I have been testing Tor Browser and Mullvad Browser using fingerprint.com. I get unique persistent identifiers that are unique per machine and persist over rebooting sessions. Javascript was on during this test.
This could be very dangerous to people using Tor Browser and Mullvad Browser.
For example, if someone visits Rainbow Railroad, an organization for leaving repressive countries with hostile LGBT policies, and then watches a video about the organization on YouTube, and then also does something, like create a Discord Server, and use Tor Browser to get around geoblocking but link it to their personal phone number, then a hostile regime buying data from data brokers could possible determine that user is considering using rainbow railroad. Even if this exact example isn’t realistic or plausible (although governments do buy form data brokers), users should be aware that persistent identifiers in Tor Browser and Mullvad Browser allow for continuous tracking of a user using the same machine.

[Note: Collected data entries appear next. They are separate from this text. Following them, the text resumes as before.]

PR #483, opened 2019-07-04
D3ASIM-1329: Added expansion of user one-day-profile for multiple days.

hannesdiedrich:


integration_tests/steps/integration_tests.py
```diff
@@ -950,3 +950,13 @@ def identical_energy_bills(context):
...
                    for _, old_area_results in context.energy_bills_redis.items())
+
+
+@then("the load profile schould be identical on each day")
+def identical_profiles(context):
+    device_stats_dict = context.simulation.endpoint_buffer.device_statistics.device_stats_dict
+    load_profile = device_stats_dict['House 1']['H1 DefinedLoad']['load_profile_kWh']
+    for time_slot, value in load_profile.items():
+        day_plus_one_key = time_slot.add(days=1)
+        if day_plus_one_key in load_profile:
```
faizan2590: This conditional statement could by-pass the below assert. What Im concerned is that it should always assert the current and next day profile. Does it makes sense?

hannesdiedrich: I know what you mean. The problem here is that e.g. 2019-07-01T00:00 + 1 day will not be part of the device stats (neither the load_profile). So i suggest I replace this if clause by something like:
`if not today().add(days=2):` ok?

hannesdiedrich: I already adapted. Please have a look. Thanks!

faizan2590: if Im right you had to compare this(not today().add(days=2)) with other date object too

src/d3a/models/read_user_profile.py
```diff
@@ -289,12 +304,17 @@ def read_arbitrary_profile(profile_type: InputProfileTypes,
...
     or a dict with arbitrary time data (Dict[str, float])
     or a string containing a serialized dict of the aforementioned structure
+    :param copy:
     :return: a mapping from time to profile values
     """
 
     profile = _read_from_different_sources_todict(input_profile)
+    profile_time_list = list(profile.keys())
+    profile_duration = profile_time_list[-1] - profile_time_list[0]
+    if GlobalConfig.sim_duration > duration(days=1) and profile_duration <= duration(days=1):
```
spyrostz: I can understand the reason for the less than or equal (instead of just equal) in the last block, but I am afraid it is going to bite us in the future. Can you please explain what happens if the profile_duration is less than a day ? Because I do not recall what happens in that occasion.

hannesdiedrich: If the profile is provided only e.g. until 12 o'clock, the last value will be used for the rest of the day (12:00-23:45). 
If a user provides profile less than a day, this behaviour should also be applied to the following days. (IMO, what do you think?)

integration_tests/steps/integration_tests.py
hannesdiedrich: Sorry, i dont really understand the question. 
Just do explain a bit more:
If user sets the sim_duration to 2 days, the time slots will be:
`2019-07-01T00:00` until `2019-07-02T23:45`
If you see, there is no `2019-07-03T00:00`. But if in the check you add two days to the first time step, then it will look for exactly this time stamp and fail. 
Is this clearer?

faizan2590: What I understood here is you are using a library method _today()_ to get current day and then adding some two days into it, this would always be successful. IMO, you should use _GlobalConfig.sim_duration_ to check if there should be a next day or not

hannesdiedrich: @faizan2590 you are totally right! The if statement is wrong. I added a fix here: 
https://github.com/gridsingularity/d3a/pull/483/commits/b916eda08e678a0bc04637fdb75d3738f08eb737

PR #486, opened 2019-07-10
D3ASIM-1328: Added deserialization functionality on d3a to handle inc…

spyrostz:
…oming area and settings events via Redis job. Added unit tests.

### DIFF
--- a/src/d3a/d3a_core/simulation.py
+++ b/src/d3a/d3a_core/simulation.py
@@ -44,6 +44,7 @@ from d3a.d3a_core.sim_results.endpoint_buffer import SimulationEndpointBuffer
 from d3a.d3a_core.redis_communication import RedisSimulationCommunication
 from d3a.models.const import ConstSettings
 from d3a.d3a_core.exceptions import D3AException
+from d3a.models.area.event_deserializer import deserialize_events_to_areas
 
 if platform.python_implementation() != "PyPy" and \
         ConstSettings.BlockchainSettings.BC_INSTALLED is True:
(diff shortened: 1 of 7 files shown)


src/d3a/d3a_core/simulation.py
```diff
@@ -94,7 +96,12 @@ def __init__(self, setup_module_name: str, simulation_config: SimulationConfig =
 
         self._load_setup_module()
         self._init(**self.initial_params)
+        # TODO: Deprecated event mechanism since D3ASIM-1328 is about to be merged.
+        # Candidate for deletion.
```
hannesdiedrich: Dont we need that when running locally setup files that contain events?

src/d3a/models/area/event_deserializer.py
```diff
@@ -0,0 +1,58 @@
...
+                  'transfer_fee_pct': event.get("iaa_fee", None),
+                  'market_maker_rate': market_maker_rate}
+        output_events.append(ConfigEvents(event_time, params))
+    return output_events
+
+
+def deserialize_events_to_areas(events, root_area):
+    if not events:
+        return
+    event_list = generate_settings_events(events.get("settings_events", [])) \
```
hannesdiedrich: Could you please rename `event_list` to `settings_event_list`  for better understandability? It took me a while. ;-)

src/d3a/models/area/event_deserializer.py
```diff
@@ -0,0 +1,58 @@
...
+    area.set_events(event_list)
+
+    if not area.children:
+        return
+    for child in area.children:
+        assign_events_to_areas(child, area_events, settings_events)
+
+
+def generate_settings_events(settings_events):
+    output_events = []
```
hannesdiedrich: And maybe `output_events` to `settings_event_list`, too? 
Very minor of corse! Thanks a lot!

src/d3a/d3a_core/simulation.py
spyrostz: No, this is from the event mechanism that Brainbot had introduced before taking over the project. Unfortunately it was partially implemented, that's why we introduced the new event mechanism. As far as I understand, the old event mechanism is not used at all anymore (apart from, maybe, unit tests) and we can safely remove it.

src/d3a/models/area/event_deserializer.py
spyrostz: I agree the naming is not clear, will do , thanks!

src/d3a/d3a_core/simulation.py
hannesdiedrich: Ok, understood. So please go ahead and delete it. Thanks a lot!

src/d3a/models/area/event_deserializer.py
spyrostz: You are right again, will rename this. Thanks!

PR #495, opened 2019-07-19
Feature/d3 asim 1338

hannesdiedrich:


hannesdiedrich:
@spyrostz Yes, i was thinking the same. Lets discus!

PR #498, opened 2019-07-24
Feature/d3 asim 1342

hannesdiedrich:


src/d3a/is_installed.py
```diff
@@ -0,0 +1,7 @@
+
+def is_installed(module_name):
```
faizan2590: I couldn't find its usage.

src/d3a/d3a_core/util.py
```diff
@@ -477,6 +474,14 @@ def create_subdict_or_update(indict, key, subdict):
     return indict
 
 
+def is_installed(module_name):
```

I posted this information on privacyguides forum and they deleted my account after, leading me to wonder if the forum is a giant honeypot that curates acceptable privacy discussions and unacceptable private discussions. I honestly wonder if they are infiltrated by the government. They repeatedly delete the posts of other people as well and the whole thing is starting to not sit well with me.
Using JavaScript defeats the purpose of Tor
If you want to do any browsing other than .onions, javascript is required. Tor Browser is supposed to be anti-censorship and anti-tracking and that it isn’t really possible for Tor Browser to access 99% of the Internet without javascript.
Also, the Tor organization is not telling people that they can be uniquely tracked when not in safer mode, and Mullvad Browser is copying most of Tor Browser but not including Tor routing in it and many people using Mullvad Browser use javascript.
It’s important that people know this and the fact that I’ve had such a hard time posting this in different places, and have been met with such suspicion and hostility, is sus and makes me wonder if certain people want these browsers trackable. It’s fucking nuts to me that privacyguide’s forum deleted multiple posts and my mother fucking username after I posted about this. What else other than it being a controlled operation explains that? And plenty of other people have complained about similar shit!